Do You Hear The People Sing? continued its tour at Taipei International Convention Centre starring Michael Ball, David Harris, Amanda Harrison, Ana Marina and Jennifer Paz. In 2022, an Australian production toured to Sydney Opera House and Arts Centre Melbourne.

The cast for the Australian tour were:

- Michael Ball
- John Owen-Jones
- Rachel Tucker
- Bobby Fox
- David Harris
- Sooha Kim
- Suzie Mathers
- Marie Zamora

Previous versions of the show have included:

- Michael Ball
- Lea Salonga or Jennifer Paz
- Amanda Harrison or Rachel Tucker
- David Harris or Bradley Jaden
- Marie Zamora or Ana Marina

On 28 July 2024, Patrick Wilson, Skylar Astin, Emily Bautista, Jon Jon Briones, Nikki Renee Daniels, Rachel Tucker and Marie Zamora headlined a one-off concert at the Hollywood Bowl.

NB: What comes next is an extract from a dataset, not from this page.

PR #4447, opened 2018-11-15
Fix Exception messages

LindsayHill:
We had a few instances where we did not properly format our Exception messages, leading to a literal `%s` in the raised Exception.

Do You Hear The People Sing? features the work of Alain Boublil and Claude-Michel Schönberg including music from Les Misérables, Miss Saigon, Martin Guerre, The Pirate Queen and La Revolution Francaise.

===Blood Brothers===
In February 2015, Enda Markey presented Blood Brothers at the Hayes Theatre in Sydney, starring Helen Dallimore, Bobby Fox, Blake Bowden, and Michael Cormick. Helen Dallimore was nominated for a Helpmann Awards and won a Glugs Award for her performance. The production played a limited season in Melbourne.

===Defying Gravity: the songs of Stephen Schwartz===
In February 2016, Enda Markey presented Broadway Stars Sutton Foster, Aaron Tveit and Betty Buckley together with Joanna Ampil, Helen Dallimore and David Harris in a concert celebrating the work of Broadway composer Stephen Schwartz at Theatre Royal.

===Bobby Fox: The Irish Boy===
In June 2019, Enda Markey presented the world premiere of Bobby Fox: The Irish Boy at Sydney Opera House before a short tour which included the Adelaide Cabaret Festival.

===Ruthie Henshall - Live & Intimate===
In June 2019, Ruthie Henshall commenced her first tour of Australia in "Live & Intimate" which included performances at Sydney Opera House, Queensland Performing Arts Centre and the Adelaide Cabaret Festival. The concerts were met with unanimous praise from critics.

===Anna O'Byrne - Becoming Eliza===
In June 2022, Anna O'Byrne - Becoming Eliza received its world premiere at Sydney Opera House. In Becoming Eliza, Anna O’Byrne reflects on her experience creating the role of Eliza Doolittle in the Australian production of My Fair Lady, which was directed by Julie Andrews in 2016. O'Byrne shared stories about working intimately with Andrews, as well as the lessons she learned from both Dame Julie and Eliza. The performance was critically praised and will tour into 2024.

===Carousel - A Concert===
In May 2024, it was announced that Enda Markey would produce Rodgers and Hammerstein's Carousel in concert, starring Anna O'Byrne as Julie Jordan, Marina Prior as Nettie Fowler and Danny Whitehead as Billy Bigelow. The cast also included Blake Bowden as Enoch Snow, Andy Conaghan as Jigger Craigin and Kerrie Anne Greenland as Carrie Pipperidge. The concert production was presented at Melbourne's Princess Theatre and was highly praised by critics.